R3i Editorials

January 2024
Targeting residual cardiovascular risk: what’s in the pipeline?
Prof. Jean-Charles Fruchart, Prof. Michel Hermans, Prof. Pierre Amarenco

Individuals with atherosclerotic cardiovascular disease remain at high risk of recurrent events. Some of this risk may be ascribed to practical factors such as clinical inertia or cross-country disparities in access to effective lipid lowering therapies, as highlighted by the EU-wide DA VINCI study. Across 18 countries in the European Union, less than half of secondary prevention patients received high intensity statin therapy for managing low-density lipoprotein cholesterol (LDL-C), as recommended by clinical guidelines (1,2). Inadequacies in guideline implementation are also common to other global regions (3). Additionally, strict reimbursement criteria or lack of funding limit access to newer treatments in some regions. Even with best guideline-based treatment, however, lipid-related residual risk is a major contributor to the substantial risk of recurrent events, underlining the need to identify atherogenic targets beyond LDL-C.

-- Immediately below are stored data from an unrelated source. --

PR #477, opened 2018-10-10
Fix arapp roles

sohkai:
Oops 😅.

Leads me to really think we should add some tooling in aragon-cli to parse contract comments so we can make this more automated.


izqui:
Agreed, or at least detect when the length of params to the role doesn't match with the arapp.

PR #479, opened 2018-10-11
Payroll App - Milestone 1

sistemico:
We proposed to separate the development of Payroll app in milestones defined by working features comprised of both UI and Contracts. This pull request is the initial milestone including project setup, migration to aragonOS v4 and the functionality needed to add new employees.

## Deliverables

- [x] Migration to Aragon CLI v5.0.0: the current partial implementation of this app includes old scripts and tools that since have been integrated into latest version of aragon-cli and simplify development.

- [x]  App layout and some UI components: This includes the initial UI app setup and basic layout with tabs for “My payroll” and “Team payroll”.
  - [x] Separate package.json for UI
  - [x] Migrate build to Parcel 1.10.x and Babel 7
  - [x] Reusable components (could be moved to Aragon UI as a contribution in the future)

- [x] Migration of contracts to aragonOS v4

- [x] Payroll Kit

- [x] Feature: Add employee

  - An initial implementation of this features as described and designed in https://github.com/aragon/design/issues/2 with the limitation that it will not be integrated with an Identity app which means that some fields like account address, name and role will use mock data.

  - This feature will include a working UI following this mockup to add employees integrated with the corresponding contract.

## Related work
This branch also includes the following PRs:
- https://github.com/aragon/aragon-apps/pull/361
- https://github.com/aragon/aragon-apps/pull/383
- https://github.com/aragon/aragon-apps/pull/394


future-apps/payroll/package.json
```diff
@@ -1,39 +1,45 @@
...
-    "@aragon/os": "^3.0.6"
+    "@aragon/apps-finance": "^2.0.0-beta.2",
+    "@aragon/os": "^4.0.0-beta.3",
+    "@aragon/ppf-contracts": "^1.0.2"
+  },
+  "devDependencies": {
+    "@aragon/apps-shared-migrations": "^1.0.0",
+    "@aragon/apps-shared-minime": "^1.0.0",
+    "@aragon/apps-vault": "^3.0.0-beta.2",
+    "@aragon/cli": "git+https://github.com/aragon/aragon-cli.git#06e2f1cee4384549441d7ec8807b7635dbd64b69",
```
sistemico: We had to use the latest version from repo because the version published in npm is broken.

sistemico: Aragon CLI was updated to the just-released version (v5.1.0)

sistemico:
Updated `@aragon/cli` and `@aragon/client` package to the final versions released yesterday. Those were just package versioning adjustments, no functionality was altered. This pull request continues to be ready for review.

sistemico:
@sohkai Why are `package-lock.json` files not versioned in`aragon-apps`? Is there any particular reason? Should we exclude those files from this PR?

future-apps/payroll/contracts/Payroll.sol
```diff
@@ -1,36 +1,48 @@
-pragma solidity 0.4.18;
+pragma solidity 0.4.24;
 
 import "@aragon/os/contracts/apps/AragonApp.sol";
-import "@aragon/os/contracts/common/Initializable.sol";
-import "@aragon/os/contracts/common/IForwarder.sol";
+// import "@aragon/os/contracts/common/IForwarder.sol";
```
Quazia: I understand the need to have this workaround now for coverage but make sure to note and re-implement this ASAP.

Quazia: I understand the need to have this workaround now for coverage but make sure to note and re-implement this ASAP.

future-apps/payroll/app/src/panels/AddEmployee.js
```diff
@@ -0,0 +1,206 @@
...
+            <Input.Entity
+              ref={el => this.entitySearch = el}
+              key={entity && entity.domain}
+              value={entity && entity.domain}
+              onChange={this.handleEntityChange}
+            />
+          </Field>
+
+          <Field label='Salary'>
+            <Input.Currency
```
Quazia: I'm not seeing any [icons](https://ui.aragon.org/icons/) currently for this, but in the [design ](https://github.com/aragon/design/issues/2) there's a '$' icon in this field.

future-apps/payroll/app/src/panels/AddEmployee.js
```diff
@@ -0,0 +1,206 @@
...
+              innerRef={el => this.salaryInput = el}
+              value={salary || ''}
+              onChange={this.handleSalaryChange}
+            />
+          </Field>
+
+          <Field label='Start Date'>
+            <Input.Date
```
Quazia: Same as with `Icon.Currency` on with calendar icon. I'm not sure what the best approach here is, I guess either:

1. Make a calendar and $ icon for these fields or,
2. Use a placeholder for now and wait until icons are added to the aragon-ui repo

future-apps/payroll/app/src/panels/AddEmployee.js
sistemico: That feature will be implemented in next milestone

future-apps/payroll/app/src/panels/AddEmployee.js
sistemico: That feature will be implemented in next milestone

Quazia:
All pending issues are being addressed in the next milestone. @sohkai can I merge this as the team is currently close to submitting a PR that builds on changes in this PR.

future-apps/payroll/contracts/Payroll.sol
```diff
@@ -112,119 +147,158 @@ contract Payroll is AragonApp { //, IForwarder { // makes coverage crash (remove
...
      */
     function setEmployeeSalary(
         uint128 employeeId,
-        uint256 yearlyDenominationSalary
+        uint256 denominationSalary
     )
+        employeeExists(employeeId)
         external
-        authP(ADD_EMPLOYEE_ROLE, arr(yearlyDenominationSalary, 0))
+        authP(SET_EMPLOYEE_SALARY_ROLE, arr(uint256(employeeId), denominationSalary))
```
bingen: I don't think we need to cast `employeeId` here, but in case we do, I would also cast `uint64` dates in `arr` around.

future-apps/payroll/contracts/Payroll.sol
```diff
@@ -250,121 +324,159 @@ contract Payroll is AragonApp { //, IForwarder { // makes coverage crash (remove
...
         // check it's non-null address
         require(newAddress != address(0));
-        // check that employee exists (and matches)
+
         uint128 employeeId = employeeIds[msg.sender];
         Employee storage employee = employees[employeeId];
-        // check that employee exists (and matches)
-        require(employee.accountAddress == msg.sender);
 
+        emit ChangeAddressByEmployee(employeeId, employee.accountAddress, newAddress);
```
bingen: I guess I would move this down, to follow the same pattern as other functions.

future-apps/payroll/contracts/Payroll.sol
```diff
@@ -250,121 +324,159 @@ contract Payroll is AragonApp { //, IForwarder { // makes coverage crash (remove
...
+     * @return Employee's accrued value
      * @return Employee's name
-     * @return Employee's last call to payment distribution date
      * @return Employee's last payment received date
+     * @return Employee's termination date (max uint64 if none)
+     * @return Bool indicating if employee is terminated
      */
     function getEmployee(uint128 employeeId)
-        external
+        public
```
bingen: I don't remember why this change. `getEmployeeByAddress` is kept as `external`.

future-apps/payroll/contracts/Payroll.sol
```diff
@@ -386,10 +498,11 @@ contract Payroll is AragonApp { //, IForwarder { // makes coverage crash (remove
 
     function _addEmployee(
         address accountAddress,
-        uint256 initialYearlyDenominationSalary,
+        uint256 initialDenominationSalary,
         string name,
-        uint256 startDate
+        uint64 startDate
     )
+        isInitialized
```
bingen: This is not needed, as external methods calling this one are already protected.

future-apps/payroll/contracts/Payroll.sol
```diff
@@ -398,42 +511,82 @@ contract Payroll is AragonApp { //, IForwarder { // makes coverage crash (remove
...
     }
 
+    function _addAccruedValue(uint128 employeeId, uint256 amount) internal {
+        employees[employeeId].accruedValue = employees[employeeId].accruedValue.add(amount);
+
+        emit AddEmployeeAccruedValue(employeeId, amount);
+    }
+
+    function _setPriceFeed(IFeed _feed) internal {
+        require(_feed != address(0));
```
bingen: We could use `isContract` here.

future-apps/payroll/contracts/PayrollKit.sol
```diff
@@ -0,0 +1,144 @@
...
+
+
+contract PPFMock is IFeed {
+  function get(address base, address quote) external view returns (uint128 xrt, uint64 when) {
+      xrt = 1;
+      when = uint64(now);
+  }
+}
+
+contract KitBase is APMNamehash, EVMScriptRegistryConstants {
```
bingen: I would reuse `KitBase` from dao-kits repo.

future-apps/payroll/contracts/PayrollKit.sol
```diff
@@ -0,0 +1,144 @@
...
+        acl.grantPermission(root, app, permission);
+        acl.revokePermission(this, app, permission);
+        acl.setPermissionManager(root, app, permission);
+    }
+}
+
+contract PayrollKit is KitBase {
+    MiniMeTokenFactory tokenFactory;
+
+    uint64 financePeriodDuration = 31557600;
```
bingen: A comment "translating" this value to a more human readable one would be nice.

future-apps/payroll/contracts/PayrollKit.sol
```diff
@@ -0,0 +1,144 @@
...
+    function newInstance() public returns (Kernel dao, Payroll payroll) {
+        address root = msg.sender;
+        address employer = msg.sender;
+
+        dao = fac.newDAO(this);
+        ACL acl = ACL(dao.acl());
+
+        PPFMock priceFeed = new PPFMock();
+
+        MiniMeToken denominationToken = tokenFactory.createCloneToken(MiniMeToken(0), 0, "US Dollar", 18, "USD", true);
```
bingen: I would allow to pass these params ("USD", etc) dynamically. Or at least define them as constants at the beginning of the contract.

future-apps/payroll/contracts/Payroll.sol
```diff
@@ -250,121 +324,159 @@ contract Payroll is AragonApp { //, IForwarder { // makes coverage crash (remove
...
+        emit DetermineAllocation(employeeIds[msg.sender], msg.sender);
     }
 
     /**
      * @dev To withdraw payment by employee (the caller). The amount owed since last call will be transferred.
      * @notice To withdraw payment by employee (the caller). The amount owed since last call will be transferred.
      */
-    function payday() external {
+    function payday() isInitialized employeeMatches external {
         Employee storage employee = employees[employeeIds[msg.sender]];
```
bingen: This is not used.

future-apps/payroll/contracts/Payroll.sol
```diff
@@ -250,121 +324,159 @@ contract Payroll is AragonApp { //, IForwarder { // makes coverage crash (remove
...
+
+        emit DetermineAllocation(employeeIds[msg.sender], msg.sender);
     }
 
     /**
      * @dev To withdraw payment by employee (the caller). The amount owed since last call will be transferred.
      * @notice To withdraw payment by employee (the caller). The amount owed since last call will be transferred.
      */
-    function payday() external {
+    function payday() isInitialized employeeMatches external {
```
bingen: I think `isInitialized` is not needed here, as if `employeeMatches` is passing it means there's an element in `employees` with `accountAddress` non-zero, with can only be done after adding an employee and therefore having had the contract initialized. I would remove it and add a comment explaining it. Same applies to other functions with both modifiers.

future-apps/payroll/contracts/Payroll.sol
```diff
@@ -443,24 +596,62 @@ contract Payroll is AragonApp { //, IForwarder { // makes coverage crash (remove
...
+        return employees[employeeId].denominationTokenSalary.mul(time);
     }
 
     /**
-     * @dev Check that a token has the exchange rate already set
-     *      Internal function, needed to ensure that we have the rate before making a payment.
+     * @dev Check that a token gets a correct exchange rate.
+     *      Internal function, needed to ensure that we have a recent rate before making a payment.
      * @param token The token address
      * @return True if we have the exchange rate, false otherwise
```
sohkai: The `@return` is wrong: if we have the exchange rate, we return `ONE`, and `0` otherwise.

future-apps/payroll/contracts/Payroll.sol
```diff
@@ -443,24 +596,62 @@ contract Payroll is AragonApp { //, IForwarder { // makes coverage crash (remove
...
+            return ONE;
         }
-        return true;
-    }
 
-    function getTimestamp() internal view returns (uint256) { return now; }
+        (xrt, when) = feed.get(denominationToken, token);
 
+        // check it's recent enough
+        if (when < getTimestamp64().sub(rateExpiryTime)) {
```
sohkai: It might just be me, but this calculation seems more clear as `getTimestamp64().sub(when) >= rateExpiryTime`.

future-apps/payroll/contracts/Payroll.sol
```diff
@@ -443,24 +596,62 @@ contract Payroll is AragonApp { //, IForwarder { // makes coverage crash (remove
...
-     *      Internal function, needed to ensure that we have the rate before making a payment.
+     * @dev Check that a token gets a correct exchange rate.
+     *      Internal function, needed to ensure that we have a recent rate before making a payment.
      * @param token The token address
      * @return True if we have the exchange rate, false otherwise
      */
-    function checkExchangeRate(address token) internal view returns (bool) {
-        if (exchangeRates[token] == 0) {
-            return false;
+    function getExchangeRate(address token) internal view returns (uint128) {
```
sohkai: Should include the `_` prefix since it's `internal`.

future-apps/payroll/contracts/Payroll.sol
```diff
@@ -398,42 +511,82 @@ contract Payroll is AragonApp { //, IForwarder { // makes coverage crash (remove
...
      * @return True if something has been paid
      */
-    function _payTokens(uint128 employeeId, uint256 time) internal returns (bool somethingPaid) {
+    function _payTokens(uint128 employeeId) internal returns (bool somethingPaid) {
         Employee storage employee = employees[employeeId];
+
+        // get the min of current date and termination date
+        uint64 timestamp = getTimestamp64();
+        uint64 toDate;
+        if (employee.terminated && employee.endDate < timestamp) {
```
sohkai: I think this can just be `employee.endDate < timestamp`, since active employees have their `endDates` as `MAX_UINT64`.

future-apps/payroll/contracts/Payroll.sol
```diff
@@ -443,24 +596,62 @@ contract Payroll is AragonApp { //, IForwarder { // makes coverage crash (remove
                 1,
                 ""
```
sohkai: @bingen I wonder if we should add a generic reference, like "Payroll"?

future-apps/payroll/contracts/Payroll.sol
```diff
@@ -443,24 +596,62 @@ contract Payroll is AragonApp { //, IForwarder { // makes coverage crash (remove
...
             );
-            SendPayroll(employee.accountAddress, token, tokenAmount);
+            emit SendPayroll(employee.accountAddress, token, tokenAmount);
             somethingPaid = true;
         }
+
+        // try to remove employee
```
sohkai: @bingen was there a reason to remove terminated employees, rather than leaving them? Gas refund?

future-apps/payroll/package.json
```diff
@@ -1,39 +1,45 @@
...
+    "start": "aragon run --network rpc --kit PayrollKit --kit-init @ARAGON_ENS",
+    "test": "TRUFFLE_TEST=true ./node_modules/@aragon/os/scripts/ganache-cli.sh",
+    "test:gas": "GAS_REPORTER=true npm test"
   },
   "dependencies": {
-    "@aragon/apps-finance": "^1.0.0",
-    "@aragon/os": "^3.0.6"
+    "@aragon/apps-finance": "^2.0.0-beta.2",
+    "@aragon/os": "^4.0.0-beta.3",
+    "@aragon/ppf-contracts": "^1.0.2"
```
sohkai: We should update these to their latest, non-beta versions, and pin them. Doing so may cause the tests to fail, but it's very like due to the Finance app having a role's name changed (`DISABLE` => `MANAGE`) and `kernel.newAppInstance()` defaulting to the 4-argument overload.

future-apps/payroll/contracts/Payroll.sol
lmcorbalan: Would you do the same with `isTokenAllowed`?

future-apps/payroll/contracts/Payroll.sol
```diff
@@ -235,7 +309,7 @@ contract Payroll is AragonApp { //, IForwarder { // makes coverage crash (remove
             but in case it happens, this function allows to recover them.
      * @notice Allows to send tokens from this contract to Finance, to avoid locked tokens in contract forever
      */
-    function depositToFinance(address token) external {
+    function depositToFinance(address token) isInitialized external {
```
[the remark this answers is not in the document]
lmcorbalan: @sohkai @bingen 
Should we remove `depositToFinance` or change it to?: 😅 
```
function depositToFinance(address _token) public isInitialized {
    ERC20 tokenContract = ERC20(_token);
    uint256 amount = _token == ETH ? address(this).balance : tokenContract.balanceOf(this);
    require(amount > 0, ERROR_RECOVER_AMOUNT_ZERO);
    
    tokenContract.approve(address(finance), value);
    finance.deposit(tokenContract,  amount,  "Adding Funds");
}
```

future-apps/payroll/contracts/Payroll.sol
```diff
@@ -1,36 +1,48 @@
...
         address accountAddress; // unique, but can be changed over time
         mapping(address => uint8) allocation;
-        uint256 denominationTokenSalary; // per second
-        uint256 lastPayroll;
+        uint256 denominationTokenSalary; // per second in denomination Token
+        uint256 accruedValue;
+        uint64 lastPayroll;
+        uint64 endDate;
+        bool terminated;
         string name;
```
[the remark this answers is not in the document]
lmcorbalan: @sohkai @bingen what do you think about changing name to ens when adding an employee and in the event?
We think it'll be more useful than name, like we could use it for retrieving employee info from identity app

future-apps/payroll/contracts/Payroll.sol
```diff
@@ -112,119 +147,158 @@ contract Payroll is AragonApp { //, IForwarder { // makes coverage crash (remove
...
-     * @dev Add employee to Payroll
-     * @notice Add employee to Payroll. See addEmployeeWithNameAndStartDate
+     * @dev Add employee to Payroll. See addEmployeeWithNameAndStartDate
+     * @notice Add employee `name` with address `accountAddress` to Payroll with a salary of `initialDenominationSalary` per second.
      * @param accountAddress Employee's address to receive Payroll
-     * @param initialYearlyDenominationSalary Employee's salary
+     * @param initialDenominationSalary Employee's salary, per second in denomination Token
      * @param name Employee's name
      */
     function addEmployeeWithName(
```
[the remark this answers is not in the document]
bingen: But what if an employee doesn't have an ENS name?

future-apps/payroll/contracts/Payroll.sol
```diff
@@ -443,24 +596,62 @@ contract Payroll is AragonApp { //, IForwarder { // makes coverage crash (remove
...
+
+        employees[employeeId].terminated = true;
+        employees[employeeId].endDate = endDate;
+
+        emit TerminateEmployee(employeeId, employees[employeeId].accountAddress, endDate);
+    }
+
+    function _getOwedSalary(uint128 employeeId, uint64 date) internal view returns (uint256) {
+        // get time that has gone by (seconds)
+        uint64 time = date.sub(employees[employeeId].lastPayroll);
```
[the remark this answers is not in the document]
bingen: Good catch!

future-apps/payroll/contracts/Payroll.sol
```diff
@@ -112,119 +147,158 @@ contract Payroll is AragonApp { //, IForwarder { // makes coverage crash (remove
...
+     */
+    function addAccruedValue(
+        uint128 employeeId,
+        uint256 amount
+    )
+        employeeExists(employeeId)
+        external
+        authP(ADD_ACCRUED_VALUE_ROLE, arr(uint256(employeeId), amount))
+    {
+        require(amount <= MAX_ACCRUED_VALUE);
```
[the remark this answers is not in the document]
bingen: I don't think so: if I recall correctly, the point of this check was to avoid the employer "blocking" the employee setting an accrued value so high that would make payroll overflow. But if an employee is owed more than `2^128`, it should be allowed to be paid.

future-apps/payroll/contracts/Payroll.sol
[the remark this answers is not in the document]
sohkai: @lmcorbalan I think resolving ENS should be a front-end aspect by pulling from the recipient address; the name provided here is really metadata for the employee (I think of it as their "de facto" name in the context of the organization, since an employee can change their recipient address).

future-apps/payroll/contracts/Payroll.sol
sohkai: Hmm... re-enabling could be interesting. The only complication I could see with it is dealing with accrued balances during re-enabling.

future-apps/payroll/app/src/components/Tab/index.js
```diff
@@ -0,0 +1,23 @@
+import React from 'react'
```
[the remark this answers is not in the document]
lmcorbalan: We'll address in with https://github.com/protofire/aragon-apps/issues/62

An ongoing focus of interest is triglyceride-rich lipoproteins (TRL) and their remnants, supported by extensive evidence from epidemiologic, mechanistic and genetic studies (4). Even with intensive statin therapy, the residual risk associated with TRL still predicts cardiovascular risk (5,6). An ongoing conundrum is how best to target this TRL-associated risk, given mixed results from clinical outcomes studies evaluating different therapeutic approaches (7-9). In part, the lack of clarity relates to the complexity of TRL metabolism, suggesting that it may be necessary to target production, remodelling and clearance of TRL for significant clinical benefit (5). New data presented at this year’s European Society of Cardiology Congress highlight new therapeutic strategies for reducing TRL. First in-man data for ARO-ANG3, a novel RNA interference (RNAi) therapy targeting angiopoietin-like protein 3 (ANGPTL3) showed almost complete inhibition of ANGPTL3 and up to 70% reduction in plasma triglycerides, as well as modest lowering of LDL-C and apolipoprotein (apo) B, with a short-term multiple dose regimen (10). Additionally, there were promising preclinical data with anti-APOC3 GalNAc-siRNA agent, RBD5044, targeting apoC3, which showed more than 50% reduction in plasma triglycerides in different animal models (11).
Another important contributor to lipid-related residual risk is lipoprotein(a) [Lp(a)]. While extensive observational and genetic evidence supports elevated Lp(a) as causal for atherosclerotic cardiovascular disease (12), clinicians lack targeted treatments to manage this risk factor. PCSK9 monoclonal antibody therapy has been shown to lower Lp(a) levels by 20-30%, but most of the risk reduction associated with these treatments is attributed to the substantial lowering of LDL-C levels with PCSK9 inhibition (13).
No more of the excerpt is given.